Re: 1981 Prowler 19'

A 1981 trailer is likely to need some work unless it has been well cared for.  Are you up for the challenge?


----------



## rjf7g (Jan 27, 2009)

Re: 1981 Prowler 19'

Oh, yeah...welcome to the forum.


----------



## gknuth (Jan 28, 2009)

Re: 1981 Prowler 19'

He says it's been well cared for, but that remains to be seen   I'm not too worried about fixing it up if it needs it.  The seller's post says:

"I have a 1981 Prowler 19 foot camper it sleeps 4 comfortably. It has a new aluminzed roof, and roof vents, and decent tires. Everything in it works. My family has just out grown it looking for a bigger camper or possible trade for a mid sized Fishing boat it is winterized right now."

My biggest questions are:

1. Is this thing legit.  A fiberglass clad on a almost 30 year old trailer seems a little weird.  Maybe the make/model/year is wrong in the post.
2. What can go bad on a 30 year old trailer?  Probably everything, really.  I'm not too worried about inside parts...I can fix/fabricate what I need.  Are the actual trailer mechanical parts easy enough to find?
3. Am I gonna waste gas going to see this thing?  I guess DL Rupper is right - a nice winter outing.  At least I'll be that much more experienced whether I buy it or not 

Thanks all.


----------



## DL Rupper (Jan 28, 2009)

Re: 1981 Prowler 19'

Go for the ride.  Cabin Fever must be setting in after the latest snow storms.


----------



## brodavid (Jan 28, 2009)

Re: 1981 Prowler 19'

I agree with DL


----------



## rjf7g (Jan 28, 2009)

Re: 1981 Prowler 19'

Take the trip and give the trailer a good look over or two.


----------



## gknuth (Jan 28, 2009)

Re: 1981 Prowler 19'

Yeah, I will.  If nothing else it'll be experience.
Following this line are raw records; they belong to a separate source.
Issue #429, opened 2026-07-26
In-page web vitals and RUM: collect Core Web Vitals from real user sessions


lizhsr:
There is no real-user measurement (RUM) layer. Core Web Vitals (LCP, CLS, INP) are only observable via Lighthouse or PageSpeed Insights on-demand, not from actual visitor sessions in production. Without RUM, performance regressions are invisible until they accumulate and affect search ranking.

**Scope**
- Integrate the \`web-vitals\` JS library (small, no external network calls after bundle) to collect LCP, CLS, INP, FCP, and TTFB from each page load
- Report metrics to a lightweight internal endpoint (\`/api/metrics/vitals\`) rather than a third-party RUM SaaS, to avoid additional consent-gate complexity
- Store per-URL p50/p75/p95 aggregates in a \`web_vitals\` table (url, metric, value, timestamp)
- Admin dashboard widget showing p75 per-metric for top pages over the last 7/30 days; color-coded to Good/Needs Improvement/Poor thresholds
- Respect the existing analytics consent gate (#366) — only collect vitals when the visitor has consented or no consent gate is active

**Acceptance criteria**
- LCP, CLS, and INP are collected from real page loads and stored server-side
- Admin sees p75 values per URL per metric with Good/Needs Improvement/Poor classification
- Metric collection is gated behind the same consent state as other analytics
- The \`web-vitals\` library adds no third-party network requests

lizhsr:
## What was actually happening

Two Flyway upgrade migrations both created a table named `web_vitals` with incompatible schemas, both merged independently and neither aware of the other:

- **`UPGRADE_20260726.2000`** — PR #446, disclosed in that PR's body. Schema: `id, url, metric_type, value, rating, session_id, created_at`. Ingested by `WebVitalsApiController` (`@WebServlet(urlPatterns = "/api/metrics/vitals")`, an exact-path mapping) → `WebVitalsCollector`.
[...]

PR #548, opened 2026-07-28
fix: resolve web_vitals migration conflict and dead-on-arrival duplicate feature

lizhsr:
## Summary

`UPGRADE_20260726.2000` (PR #446, disclosed in that PR's body) and
`UPGRADE_20260827.1000` (undisclosed -- bundled into PR #513, a PR titled and scoped
entirely around "P5.3: Collection item management") both created a table named
`web_vitals` with incompatible schemas.

This is not a benign case of "the second migration silently no-ops." Verified against a
real Postgres instance: under Flyway's real single-transaction-per-migration execution,
the second migration's `CREATE INDEX ... (metric_name)` fails because that column only
exists in its own schema, which never actually gets created. That aborts the
transaction and rolls back the *entire* migration -- including its otherwise-unrelated
`web_vitals_aggregates` table -- and Flyway records it as a failed migration, which
blocks every subsequent upgrade migration until manually repaired.

PR #513 didn't just add a conflicting migration -- it silently duplicated the whole
feature:
- A second servlet (`MetricsApiController`, wildcard `/api/metrics/*`) that is
  permanently shadowed by the original's exact-path mapping (`/api/metrics/vitals`),
  so it can never actually run.
- An admin dashboard widget (`WebVitalsWidget`) whose JSP was placed outside
  `WEB-INF` entirely, so `setJsp()` could never resolve it, and which was never
  registered in `widget-library.xml` either.
- A JS collector posting a payload shape that matches neither surviving servlet.

None of this was mentioned in PR #513's title, summary, or commit list for the
commits that touch it -- the same undisclosed-bundling pattern already tracked for
PRs #526/#528/#529 in this repo. See #429 for the write-up.

## What this does

Keeps the original (PR #446, disclosed and reviewed) ingestion path and schema as
canonical, and completes it with the useful parts of the duplicate rather than
discarding them:

- Deletes `MetricsApiController.java` (redundant, unreachable).
- Extends `WebVitalsCollector`/`WebVitalsApiController` with `web_page_id`,
  `user_agent_hash`, `viewport_width`, `connection_type`.
- Fixes a real, pre-existing bug found along the way: `WebVitalsCollector`'s insert
  always failed silently (`DB.insertInto` with a `null` primary-key array never
  requests generated keys) -- meaning no web vitals metric had ever actually been
  durably recorded via this path.
- Fixes `WebVitalsAggregationJob`/`WebVitalsCleanupJob`/`WebVitalsWidget` to the real
  column names and correct numeric types (CLS is a true 0-1-ish fraction, not the
  scaled integer the duplicate assumed).
- Moves `web-vitals.jsp` under `WEB-INF/jsp/admin` and registers the widget
  (`webVitals`) in `widget-library.xml`.
- Rewrites `web-vitals-collector.js` to post the shape `WebVitalsApiController`
  actually expects, with per-metric ratings and context carried in the JSON body
  (`sendBeacon` can't carry custom headers).
- Keeps `UPGRADE_20260726.2000` untouched and adds a new expand-only migration
  (`UPGRADE_20260727.1001` -- originally `.1000`, renamed after it collided with an
  unrelated same-day migration merged from elsewhere) for the context columns and
  `web_vitals_aggregates`, rather than rewriting an already-merged migration.
- Adds `web_vitals`/`web_vitals_aggregates` to `NEW_10010__new_cms.sql` so fresh
  installs match the upgrade path.
- Moves the endpoint off `/api/*` to `/rum/vitals` -- `RestRequestFilter` gates
  everything under `/api/*` behind an API key, which an anonymous RUM beacon can
  never supply, so the original path 403'd regardless of the migration/routing fix.
- Wires `<script src=".../web-vitals-collector.js">` into `main.jsp`, gated by the
  same consent condition already used for the other analytics scripts, and fixes the
  collector's consent-cookie check (it tested a cookie name/value that didn't match
  the site's real `analytics-consent`/`declined` cookie).
- Fixes a stored XSS: `web-vitals.jsp` rendered the client-submitted `url` straight
  into the admin dashboard with no escaping.

**On top of that, verifying this branch end-to-end in a `docker compose` rehearsal
(not just `ant`/Testcontainers) turned up two more real, previously-undiscovered
problems, now also fixed here:**

- `WebVitalsWidget.VitalsSummary` exposed only public fields, no getters. JSP EL's
  `BeanELResolver` requires JavaBean getters to read a property -- it does not fall
  back to public fields -- so every `${summary.xxx}` expression in `web-vitals.jsp`
  threw `jakarta.el.PropertyNotFoundException` the instant an admin opened the
  dashboard, rendering it completely blank. Confirmed via the live container's logs;
  neither `ant` nor Testcontainers renders a JSP, so nothing in CI could have caught
  this. Added the missing getters.
- The widget was registered in `widget-library.xml` but had no page to live on and no
  nav-menu entry -- every other admin report widget in this codebase (`siteStats`,
  `communityStats`, etc.) has both. Added `/admin/web-vitals` to `admin-layout.xml`
  and a "Web Vitals" link under the Community nav section in `main.jsp`.

Also, independently re-running the unescaped-EL gate found it still exits 1 on this
branch: the dashboard's five status badges (`${summary.lcpStatus}` etc.) were never
allowlisted, despite the earlier XSS-fix commit's message claiming a clean run. Traced
each to `WebVitalsWidget.getStatus()`, which only ever returns
`"good"/"needsWork"/"poor"/"unknown"` -- added the justified allowlist entries.
(Separately, `check-unescaped-el.py --strict` also currently fails against plain
`upstream/main` on 8 unrelated sites in unrelated files -- not this branch's doing,
raised on its own.)

Finally, hardened `WebVitalsMigrationTest`: the existing DB-shaped tests verified
schema/SQL behavior but never actually called `WebVitalsCollector`,
`WebVitalsAggregationJob`, or `WebVitalsCleanupJob` -- they re-implemented the same SQL
inline instead, so JaCoCo showed 0% instruction coverage on all three classes despite
the tests passing. Added tests that call `collectMetrics()`/`execute()` directly (with
a `distributed_lock` stand-in table for the two scheduled jobs), which also exercises
the invalid-value-skip and missing-metric-skip branches `collectMetrics()` has but
nothing previously covered. Coverage on the three classes now sits at 84-89%
instruction coverage.

## Test plan

- [x] `WebVitalsMigrationTest` (9 cases): applies both migrations to a real Postgres
      via Testcontainers, verifies the merged schema, calls `WebVitalsCollector`
      /`WebVitalsAggregationJob`/`WebVitalsCleanupJob` directly (not a re-implemented
      copy of their SQL), verifies the aggregation upsert semantics and the
      invalid/missing-metric skip paths, and checks install/upgrade column parity.
- [x] `ant -lib lib/war clean compile`
- [x] `ant -lib lib/war compile-jsp`
- [x] `ant -lib lib/tests clean ci-test` -- full suite, BUILD SUCCESSFUL, zero failures
- [x] `python3 tools/check-unescaped-el.py . --strict` -- 0 findings from this branch's
      files (8 remaining are pre-existing on `upstream/main`, unrelated)
- [x] Manual `docker compose` rehearsal: built the WAR, ran the real container, loaded
      an actual page as an anonymous visitor -- `POST /rum/vitals` → 204, and the row
      landed in `web_vitals` with a real generated id, url, metric, value, and rating.
      Logged in as admin, seeded a realistic aggregate row, opened `/admin/web-vitals`
      via the new nav link -- the dashboard renders the per-URL LCP/CLS/INP/FCP/TTFB
      p75 table with correct Good/Needs-Improvement/Poor color coding and an overall
      score, matching the seeded data exactly.


lizhsr:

So, say this thing IS an '81 Prowler but it's been completely overhauled.  Is there something(s) I should be looking for to make sure it's in decent structural / road-worthy shape?  You know, like on an older used car you'd check to make sure the seams between the hood and fender lined up, because if they don't it indicates it was in a wreck (or the hood was at least removed).


----------



## DL Rupper (Jan 29, 2009)

Re: 1981 Prowler 19'

The frame is probably wood if it's a 81.  You should somehow try to check and make sure the wood hasn't been exposed to water via leaks or broken water pipes/overflows.  Water rots the wood.  Not sure how you would do this if the exterior has been covered over with fiberglass.  

You should be able to tell, just by looking, if the exterior has a homemade fiberglass skin.  Also, if the fiberglass isn't original, it would add a lot of weight to the trailer if it was applied over the original metal skin. 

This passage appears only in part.